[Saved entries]
────────────────────────────────────────

PR #6930, opened 2022-12-09
Nano: fix problem of default values in forward args for onnxruntime int8 quantization

TheaperDeng:
### 1. Why the change?
This change is to make model with kwargs can be run through onnxruntime int8 quantization.

This PR  solves
- When the forward args has only bool and tensor type input
e.g.,
```python
class Net(nn.Module):
    def __init__(self):
        super().__init__()
    def forward(self, x, a=True, b=False):
        if a:
            return x+1
        if b:
            return x-1
        return x
```

- When the forward args has int or other type (with some limit)
e.g.,
```python
class Net(nn.Module):
    def __init__(self):
        super().__init__()
    def forward(self, x, a=3):
        return x + a
```
Here users should always input all the parameter as calib_data, nano will not patch the default values for them (TODO).

### 2. User API changes

Nothing changed

### 3. Summary of the change 

change a minor bug in dataloader_type_transformation

### 4. How to test?
- [ ] Unit test

### DIFF
--- a/python/nano/test/onnx/pytorch/test_inc_onnx.py
+++ b/python/nano/test/onnx/pytorch/test_inc_onnx.py
@@ -319,6 +319,25 @@ class TestOnnx(TestCase):
                                                calib_data=(torch.rand(2,3,1,1), 5))
         result_m = accmodel(data, np.array([5]))  # TODO: make this 5
 
+        # default None values
+        class Net(nn.Module):
+            def __init__(self):
+                super().__init__()
+            def forward(self, x, a=None):
+                if a is None:
+                    return x
+                else:
+                    return x + 1
+        model = Net()
+
+        data = torch.rand(1,3,1,1)
+
+        # sample with only required parameters (in a tuple)
+        accmodel = InferenceOptimizer.quantize(model,
+                                               accelerator="onnxruntime",
+                                               calib_data=torch.rand(2,3,1,1))
+        result_m = accmodel(data)
+
 
 if __name__ == '__main__':
     pytest.main([__file__])
--- a/python/nano/test/onnx/pytorch/test_inc_onnx.py
+++ b/python/nano/test/onnx/pytorch/test_inc_onnx.py
@@ -273,6 +273,35 @@ class TestOnnx(TestCase):
         accmodel(x2)
         accmodel(x3)
 
+    def test_onnx_inc_default_values(self):
+        # default bool values
+        class Net(nn.Module):
+            def __init__(self):
+                super().__init__()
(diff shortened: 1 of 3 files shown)


python/nano/test/onnx/pytorch/test_inc_onnx.py
```diff
@@ -240,6 +241,51 @@ def hello():
...
+        model = Net()
+
+        data = torch.rand(1,3,1,1)
+
+        # sample with only required parameters (in a tuple)
+        accmodel = InferenceOptimizer.quantize(model,
+                                               accelerator="onnxruntime",
+                                               calib_data=(torch.rand(2,3,1,1), 5))
+        result_m = accmodel(data, np.array([5]))  # TODO: make this 5
+
```
Oscilloscope98, line 288: For the case I met [error](https://github.com/analytics-zoo/nano/issues/225), the use case is:
```python
elif method == 'onnxruntime_int8_qlinear':
    model = InferenceOptimizer.quantize(model=model,
                                        precision='int8',
                                        accelerator='onnxruntime',
                                        calib_data=input_sample,
                                        input_sample=input_sample,
                                        method='qlinear',
                                        thread_num=4, # need to specify to make sure onnxruntime is using the correct thread
                                        dynamic_axes=dynamic_axes)

elif method == 'onnxruntime_int8_integer':
    model = InferenceOptimizer.quantize(model=model,
                                        precision='int8',
                                        accelerator='onnxruntime',
                                        calib_data=input_sample,
                                        input_sample=input_sample,
                                        method='integer',
                                        thread_num=4, # need to specify to make sure onnxruntime is using the correct thread
                                        dynamic_axes=dynamic_axes)
``` 
in which the `input_sample` is a simple 4d tensor, and model's forward method is like:
```python
 def forward(self, im, augment=False, visualize=False, val=False):
```
I am not quiet understand the use case that do not include a `input_sample` in the `quantize` function, and why passing `(data, np.array([5]))` in the `accmodel`.

TheaperDeng: So the `quantize` will first use `input_sample`(if valid, or `calib_data` will be used) to trace the model and then use `calib_data` to calib the model during the quantization. A special case should be there are `NoneType` or `bool` class parameter in the `forward`, if users want to change the default values of these parameter, they are required to put them in `input_sample`.

Onnxruntime will only take numpy ndarray as input for the prediction, that's why we need to use `np.array([5])` here. We should make `5` available as well.

It's quite tricky, we will put them in trouble shooting page for now.

PR #8945, opened 2023-09-11
[PPML] Enable TLS in Attestation API Serving for LLM finetuning

xiangyuT:
## Description

Add `enableTLS` flag to enable TLS in Attestation API Serving for LLM finetuning.


glorysdj (approved):
LGTM

PR #8960, opened 2023-09-12
LLM: add gpu example of chinese-llama-2-7b

rnwang04:
## Description

To provide an arc example of chinese-llama-2-7b.

### 1. Why the change?

To provide an arc example of chinese-llama-2-7b, especially to illustrate setting `use_cache=True` for chinese-llama-2-7b to obatin optimal performance.

### 4. How to test?
- [x] Unit test


shane-huang:
Merge for now and later revise examples README together.

shane-huang (approved):

PR #8965, opened 2023-09-13
LLM: reduce GPU memory for `optimize_model=True`

rnwang04:
## Description

For long sequence generation, we may encounter out of GPU memory issue as large kv_cache.
This PR try to optimize this by manually empty xpu cache to reduce GPU memory for long sequence generation.

### 4. How to test?
- [x] Unit test
- [x] Local test

### DIFF
--- a/python/llm/src/bigdl/llm/transformers/models/chatglm.py
+++ b/python/llm/src/bigdl/llm/transformers/models/chatglm.py
@@ -67,6 +67,8 @@ def attention_fn(
         cache_v = cache_v.permute(1, 2, 0, 3)
         past_length = cache_k.size(2)
         if cache_k.stride()[1] <= cache_k.size(2) * cache_k.size(3):
+            if device == torch.device('xpu:0'):
+                torch.xpu.empty_cache()
             max_cache_length = past_length + cur_length + KV_CACHE_ALLOC_BLOCK_LENGTH
             new_cache_k, new_cache_v = create_kv_cache(batch_size,
                                                        self.num_attention_heads_per_partition,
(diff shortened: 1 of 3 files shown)


python/llm/src/bigdl/llm/transformers/models/chatglm.py
```diff
@@ -67,6 +67,8 @@ def attention_fn(
         cache_v = cache_v.permute(1, 2, 0, 3)
         past_length = cache_k.size(2)
         if cache_k.stride()[1] <= cache_k.size(2) * cache_k.size(3):
+            if device == torch.device('xpu:0'):
```
jason-dai, line 70: how about other variations (e.g., `xpu:1`)?

jason-dai: And what if there are multiple GPU's in the system?

rnwang04: Have revised to judge device type.

jason-dai: > Have revised to judge device type.

If there are multiple GPU's on the same system, will this create correctness problem?

rnwang04: In my understanding, this function just clear unused cache, so it may not cause correctness problem, but I am not very sure.

jason-dai: > In my understanding, this function just clear unused cache

Then it's probably fine

jason-dai (approved):
LGTM

PR #8973, opened 2023-09-14
fix bloom-176b int overflow

MeouSker77:
## Description

same to <https://github.com/intel-analytics/llm.cpp/pull/93>


rnwang04 (approved):
LGTM

PR #8975, opened 2023-09-14
LLM: add `optimize_model` example for bert

plusbang:
## Description

Verified the acceleration of `optimize_model` API on bert-large-uncased model.
Add related example.

### 4. How to test?
- [ ] Unit test
- [x] Local test

### DIFF
--- a/python/llm/example/pytorch-models/bert/README.md
+++ b/python/llm/example/pytorch-models/bert/README.md
@@ -1,0 +1,48 @@
+# BERT
+In this directory, you will find examples on how you could use BigDL-LLM `optimize_model` API to accelerate BERT models. For illustration purposes, we utilize the [bert-large-uncased](https://huggingface.co/bert-large-uncased) as reference BERT models.
+
+## Requirements
+To run these examples with BigDL-LLM, we have some recommended requirements for your machine, please refer to [here](../README.md#recommended-requirements) for more information.
+
+## Example: Extract the feature of given text
+In the example [extract_feature.py](./extract_feature.py), we show a basic use case for a BERT model to extract the feature of given text, with BigDL-LLM INT4 optimizations.
+### 1. Install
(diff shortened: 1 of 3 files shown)


python/llm/example/pytorch-models/bert/extract_feature.py
```diff
@@ -0,0 +1,53 @@
...
+                        help='The huggingface repo id for the BERT (e.g. `bert-large-uncased`) to be downloaded'
+                             ', or the path to the huggingface checkpoint folder')
+    parser.add_argument('--text', type=str, default="What is AI?",
+                        help='Text to extract features')
+
+    args = parser.parse_args()
+    model_path = args.repo_id_or_model_path
+
+    # Load model
+    model = BertModel.from_pretrained(model_path)
```
shane-huang, line 37: shall we also use the options `torch_dtype=auto` and `load_low_cpu_memory_usage=True`?

python/llm/example/pytorch-models/bert/README.md
```diff
@@ -0,0 +1,48 @@
...
+pip install --pre --upgrade bigdl-llm[all] # install the latest bigdl-llm nightly build with 'all' option
+```
+
+### 2. Run
+After setting up the Python environment, you could run the example by following steps.
+
+#### 2.1 Client
+On client Windows machines, it is recommended to run directly with full utilization of all cores:
+```powershell
+python ./extract_feature.py --text 'What is AI?'
```
shane-huang, line 26: maybe replace `what is AI` with `This is an example text for feature extraction.`

python/llm/example/pytorch-models/bert/extract_feature.py
plusbang: > shall we also use the options `torch_dtype=auto` and `load_low_cpu_memory_usage=True`?

yeah, it would be better if we set it. Have updated.

shane-huang (approved):
LGTM.

PR #8980, opened 2023-09-14
[bigdl-llm] Remove serving-dep from all_requires

gc-fu:
## Description

Pin fastchat version & remove serving_dependencies from all_requires


xiangyuT (approved):
LGTM

PR #8981, opened 2023-09-14
LLM: add auto torch dtype in bf16 benchmark.

lalalapotter:
## Description

This PR is to add `torch_dtype="auto"` in bf16 benchmark when loading mode, to avoid using fp32 to load for all models.


leonardozcm (approved):
LGTM

PR #8999, opened 2023-09-18
LLM: Add one-click installer for Windows

JinBridger:
## Description

Add one-click installer for Windows.

- Tested on ChatGLM2-6b, Baichuan-13B-Chat, Baichuan2-7B-Chat
- Tested on another Windows machine without Python.

For usage, please refer to README.md.


python/llm/portable-installer/chat.py
```diff
@@ -0,0 +1,111 @@
...
+def stream_chat(model,
+                tokenizer,
+                stopping_criteria,
+                input_str,
+                chat_history):
+    prompt = format_prompt(input_str, chat_history)
+    # print(prompt)
+    input_ids = tokenizer([prompt], return_tensors="pt")
+    streamer = TextIteratorStreamer(tokenizer, skip_prompt=True, skip_special_tokens=True)
+    generate_kwargs = dict(input_ids, streamer=streamer, max_new_tokens=512, stopping_criteria=stopping_criteria)
```
Oscilloscope98, line 54: `use_cache=True` should be added into generation config, not in the `from_pretrained` function. Refer to [here](https://huggingface.co/docs/transformers/main_classes/text_generation#transformers.GenerationConfig.use_cache)

python/llm/portable-installer/chat.py
```diff
@@ -0,0 +1,111 @@
...
+                                                    low_cpu_mem_usage=True,
+                                                    torch_dtype="auto",
+                                                    trust_remote_code=True,
+                                                    use_cache=True)
+    else:
+        return AutoModel.from_pretrained(model_path,
+                                         low_cpu_mem_usage=True,
+                                         torch_dtype="auto",
+                                         trust_remote_code=True,
+                                         use_cache=True)
```
Oscilloscope98, line 84: Maybe we should add a try except logic here to catch the case for the model which cannot be loaded by `AutoModelForCausalLM` and `AutoModel`, and print a related message.

Later we could find a better way to support more model class

python/llm/portable-installer/setup.bat
```diff
@@ -0,0 +1,20 @@
...
+
+:: enable run site.main() automatically
+cd .\python-embed
+set "search=#import site"
+set "replace=import site"
+powershell -Command "(gc python39._pth) -replace '%search%', '%replace%' | Out-File -encoding ASCII python39._pth"
+cd ..
+
+:: install pip packages
+%python-embed% -m pip install bigdl-llm[all] transformers_stream_generator
```
Oscilloscope98, line 20: Maybe also add dependency: `tiktoken` and `einops`.

`einops` is required for mpt, falcon and qwen;
`tiktoken` is required for qwen

python/llm/portable-installer/README.md
```diff
@@ -0,0 +1,12 @@
+# BigDL-LLM One-Click Installer For Windows
+
+## Supported models
+
+- ChatGLM2-6b
+- Baichuan-13B-Chat
+- Baichuan2-7B-Chat
```
Oscilloscope98, line 7: We could change the title to `Verified Models`, as I believe this one-click tool can work for much more models.

python/llm/portable-installer/setup.bat
shane-huang: I think we'd better separate the setup scripts/README and user scripts&README. We use setup.bat to build the zip, and the zip should only contain the user scripts and user guide.

shane-huang: In user guide please add a step-by-step usage guide with screen snapshots.

shane-huang: Also, you can upload a gif of the process in github to show the entire process.

python/llm/portable-installer/chat.py
JinBridger: Added.

python/llm/portable-installer/README.md
JinBridger: Done.

Oscilloscope98:
It would be better to change the question in the demo gif :)

For example, change "谁创造了你" to "AI是什么“ etc. I feel a little strange to see the name of another company in the demo video.

JinBridger:
> It would be better to change the question in the demo gif :)
> 
> For example, change "谁创造了你" to "AI是什么“ etc. I feel a little strange to see the name of another company in the demo video.

Yes, I recorded another gif and now there's no company name in the gif.

python/llm/portable-installer/setup.bat
JinBridger: Already done as you said  :)

jason-dai:
Do not upload pictures to this repo; see gif examples at https://github.com/intel-analytics/BigDL/blob/main/README.md

python/llm/portable-installer/README.md
```diff
@@ -0,0 +1,33 @@
+# BigDL-LLM One-Click Installer For Windows: User Guide
```
shane-huang, line 1: Since we actually didn't require user to install anything, shall we call it "BigDL-LLM Portable"?

JinBridger: Already done as you said. :)

python/llm/portable-executable/setup.bat
```diff
@@ -0,0 +1,23 @@
...
+
+:: enable run site.main() automatically
+cd .\python-embed
+set "search=#import site"
+set "replace=import site"
+powershell -Command "(gc python39._pth) -replace '%search%', '%replace%' | Out-File -encoding ASCII python39._pth"
+cd ..
+
+:: install pip packages
+%python-embed% -m pip install bigdl-llm[all] transformers_stream_generator tiktoken einops
```
Oscilloscope98, line 20: Do we also need `colorama` here?

JinBridger: It is installed as a dependency when install other packages. Anyway, it's better to add it. I've added it in the latest commit.

shane-huang (approved):
LGTM. We'll add GPU version in another PR.

jason-dai:
Is there an installation/setup guide? @shane-huang @Oscilloscope98

Oscilloscope98:
> Is there an installation/setup guide? @shane-huang @Oscilloscope98

We currently have a very simple setup-guide for how to build the zip file: https://github.com/intel-analytics/BigDL/blob/main/python/llm/portable-executable/setup.md

PR #9000, opened 2023-09-19
Speed up gpt-j in gpubenchmark

qiuxin2012:
## Description

Speed up gpt-j in gpubenchmark

### 1. Why the change?

gpt-j need additional optimization code.

### 2. User API changes

none


cyita (approved):
LGTM

python/llm/dev/benchmark/all-in-one/run.py
```diff
@@ -294,6 +294,9 @@ def run_transformer_int4_gpu(repo_id,
     print(">> loading of model costs {}s".format(end - st))
 
     model = model.to('xpu')
+    if isinstance(model, GPTJForCausalLM):
```
jason-dai, line 297: Move this to the if-else above:

```python
 if repo_id in ...
        model = ...
 else:
        model = ...
```

PR #9001, opened 2023-09-19
[LLM] Fix GPU performance tests

Oscilloscope98:
Fix LLM performance tests for GPU.
Currently, `bigdl-core-xe` cannot be successfully installed with default version `2.4.0.dev0`. We find a way to make sure latest `bigdl-core-xe`  is always installed for GPU related actions.

https://github.com/intel-analytics/BigDL/actions/runs/6222941880/job/16888205721


rnwang04 (approved):
LGTM

PR #9936, opened 2024-01-18
Add trust_remote_code=True for run_optimize_model in run.py

NovTi:
## Description

Add `trust_remote_code=True` in `BigDL/python/llm/dev/benchmark/all-in-one/run.py` `AutoModelForCausalLM.from_pretrained` at [line 309](https://github.com/intel-analytics/BigDL/blob/main/python/llm/dev/benchmark/all-in-one/run.py#L309) and `AutoTokenizer.from_pretrained` at [line 311](https://github.com/intel-analytics/BigDL/blob/main/python/llm/dev/benchmark/all-in-one/run.py#L311C26-L311C26)


qiuxin2012:
Do you test other models？

PR #9939, opened 2024-01-19
GGUF load memory optimization for Mixtral

liu-shaojun:
### 1. Why the change?

This submission optimizes the memory of loading Mixtral gguf model through converting q4_0 to fp16 to int4 layer by layer.


glorysdj (approved):
LGTM

PR #9945, opened 2024-01-19
LLM: fix outlier value

WeiguangHan:
@hkvision Fix outlier value such as rest token latency is 0.0.

### DIFF
--- a/python/llm/test/benchmark/csv_to_html.py
+++ b/python/llm/test/benchmark/csv_to_html.py
@@ -30,6 +30,10 @@ def highlight_vals(val, max=3.0, color1='red', color2='green'):
     else:
         return ''
 
+def first_nonzero_min(lst):
+    non_zero_lst = [num for num in lst if num != 0.0]
+    return min(non_zero_lst) if non_zero_lst else None
+
 def is_diffs_within_normal_range(diff1, diff2, threshold=5.0):
     return not any(diff < (-threshold) for diff in diff1 + diff2 if isinstance(diff, float))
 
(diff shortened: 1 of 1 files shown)


python/llm/test/benchmark/csv_to_html.py
```diff
@@ -30,6 +30,10 @@ def highlight_vals(val, max=3.0, color1='red', color2='green'):
     else:
         return ''
 
+def first_nonzero_min(lst):
```
hkvision, line 33: just nonzero_min?

python/llm/test/benchmark/csv_to_html.py
```diff
@@ -30,6 +30,10 @@ def highlight_vals(val, max=3.0, color1='red', color2='green'):
...
+    non_zero_lst = [num for num in lst if num != 0.0]
```
hkvision, line 34: if num <= 0.0?

python/llm/test/benchmark/csv_to_html.py
```diff
@@ -40,8 +44,8 @@ def add_to_dict(dict, key, value):
 
 def best_in_dict(dict, key, value):
     if key in dict:
-        best_value=min(dict[key])
-        if best_value < value:
+        best_value = first_nonzero_min(dict[key])
+        if best_value < value or value == 0.0:
```
hkvision, line 48: value <=0.0?

python/llm/test/benchmark/csv_to_html.py
WeiguangHan: ok

python/llm/test/benchmark/csv_to_html.py
WeiguangHan: ok

python/llm/test/benchmark/csv_to_html.py
WeiguangHan: ok

hkvision (approved):

PR #9949, opened 2024-01-22
fix error for benchmark_util.py running on cpu

qiuxin2012:
## Description

fix error for benchmark_util.py running on cpu

### 1. Why the change?

MicrosoftTeams-image (2)


hzjane (approved):
LGTM

PR #9964, opened 2024-01-23
LLM: Convert draft_model kv_cache from bf16 to fp32

hzjane:
## Description
To solve the issue of draft_model slower, maybe We have three ways to test.
1. Convert draft_model kv_cache from bf16 to fp32 (every iter, when draft_step== 0, draft_model generate time will become  slower causing the average draft_time more slower)
2. (This way) Convert the same kv_cache from bf16 to fp32(only first init), and then the target_model will use fp32 and generate fp32 cache. (The speed of qwen's target_model has not changed, but llama has become slower)
3. Draft_model maintains kv_cache itself, and append new matched kv_cache (Maybe the accept rate will become lower，need to test)
On way1 and way3, the draft_time on step == 0 always more slower than normal_time (need to find the reason)

The reason is the draft_kv_cache convert from bf16 (malloc new memory) will call extend_kv_cache when  draft_step== 0, So we can init the needed kv_cache and reuse it each iter.

With the same chinest promt:
spr01 | Llama-2-13b-chat-hf | chatglm3-6b| Qwen-14B
-- | -- | -- | -- |
before draft_time | 74.752 | 34.252 | 61.053
before target_time | 200.961 | 101.003| 186.477
after draft_time | 64.221 | 29.139 | 53.270
after target_time | 201.692 | 102.653| 188.057 |

### 4. How to test?
- [ ] N/A
- [ ] Unit test
- [x] Application test
- [ ] Document test
- [ ] ...

### 5. New dependencies

- [ ] New Python dependencies
       - Dependency1 
       - Dependency2
       - ...
       - Dependency1 and license1
       - Dependency2 and license2
       - ...

### DIFF
--- a/python/llm/src/bigdl/llm/transformers/speculative.py
+++ b/python/llm/src/bigdl/llm/transformers/speculative.py
@@ -370,30 +370,30 @@ def speculative_generate(self,
                          v[:, :, :-(max_of_max_matched - max_matched)]) for k, v in past_key_values
                     ]
 
-                # Each iter assign new_matched kv_cache to past_key_values1
-                if self.device.type == 'cpu':
-                    for i in range(len(past_key_values)):
-                        if self.config.model_type == "qwen":
-                            size = tmp_past_key_values[i][0].size(1)
-                            size1 = past_key_values[i][0].size(1)
-                            past_key_values1[i][0][:, size:size1, :, :] = (
-                                past_key_values[i][0][:, size:size1, :, :].to(torch.float32))
-                            past_key_values1[i][1][:, size:size1, :, :] = (
-                                past_key_values[i][1][:, size:size1, :, :].to(torch.float32))
-                        elif self.config.model_type == "chatglm":
-                            size = tmp_past_key_values[i][0].size(0)
-                            size1 = past_key_values[i][0].size(0)
-                            past_key_values1[i][0][size:size1, :, :, :] = (
-                                past_key_values[i][0][size:size1, :, :].to(torch.float32))
-                            past_key_values1[i][1][size:size1, :, :, :] = (
-                                past_key_values[i][1][size:size1, :, :].to(torch.float32))
-                        else:
-                            size = tmp_past_key_values[i][0].size(2)
-                            size1 = past_key_values[i][0].size(2)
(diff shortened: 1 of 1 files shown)


python/llm/src/bigdl/llm/transformers/speculative.py
```diff
@@ -195,6 +195,10 @@ def speculative_generate(self,
             # Draft model auto-regressively generate k tokens
             # Early stop when prob less then th_stop_draft
             for step_draft in range(max_step_draft):
+                if self.device.type == 'cpu':
+                    past_key_values = [
```
Uxito-Ada, line 199: Is this repeated every step, which may cause reductant latency and memory copy?

Uxito-Ada: could it be done once e.g. when init, and only process the additive part in the following?

jason-dai: > could it be done once e.g. when init, and only process the additive part in the following?

Yes, we should try that.

jason-dai: Is this implemented in the same when during our previous testing?

glorysdj (approved):
LGTM

python/llm/src/bigdl/llm/transformers/speculative.py
```diff
@@ -189,7 +190,71 @@ def speculative_generate(self,
...
+                                        dtype=torch.float32)
+                        v0 = torch.ones(len0, len1, len2 + max_new_tokens, len3,
+                                        dtype=torch.float32)
+                        past_key_values1.append((k0, v0))
+                        past_key_values1[i][0][:, :, :len2, :] = past_key_values[i][0].to(
+                            torch.float32)
+                        past_key_values1[i][1][:, :, :len2, :] = past_key_values[i][1].to(
+                            torch.float32)
+
+            # each iter cut off cur_len kv_cache from past_key_values1
```
cyita, line 236: Maybe move these two lines to `if self.device.type == 'cpu':`?

cyita:
This PR won't affect the GPU performance.

PR #9970, opened 2024-01-23
fix qwen fp16 model generate a lot of !!!!

qiuxin2012:
## Description

fix qwen fp16 model generate a lot of !!!

### 1. Why the change?

sin and cos are floats, we need to convert them to query's type.

before:
```
Once upon a time, there was a young girl named Samantha who lived with her parents in a small town. Samantha had always dreamed of traveling the world and experiencing!!!!!!!!!!!!!!!!!!!!!!!!!!!!!!!!
```
After this PR:
```
Once upon a time, there was a young girl named Samantha who lived with her parents in a small town. Samantha had always dreamed of traveling the world and experiencing new cultures, but her parents were hesitant to let her go on such an adventure.

One day, Samantha stumbled upon a mysterious map that led to a hidden treasure
```


rnwang04 (approved):
LGTM

PR #9976, opened 2024-01-23
LLM: add mistral speculative example

rnwang04:
### 1. Why the change?

add speculative GPU example of mistral.

### 4. How to test?
- [ ] Unit test
- [ ] Local test


python/llm/example/GPU/Speculative-Decoding/mistral/speculative.py
```diff
@@ -0,0 +1,110 @@
...
+        st = time.perf_counter()
+        output = model.generate(input_ids,
+                                max_new_tokens=args.n_predict,
+                                do_sample=False,
+                                th_stop_draft=0.6)
+        output_str = tokenizer.decode(output[0], skip_special_tokens=True)
+        torch.xpu.synchronize()
+        end = time.perf_counter()
+
+        print(output_str)
```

────────────────────────────────────────

Look through the entries and return every line where "loading" appears.

--- YOUR SOLUTION ---
This PR is to add `torch_dtype="auto"` in bf16 benchmark when loading mode, to avoid using fp32 to load for all models.
     print(">> loading of model costs {}s".format(end - st))
This submission optimizes the memory of loading Mixtral gguf model through converting q4_0 to fp16 to int4 layer by layer.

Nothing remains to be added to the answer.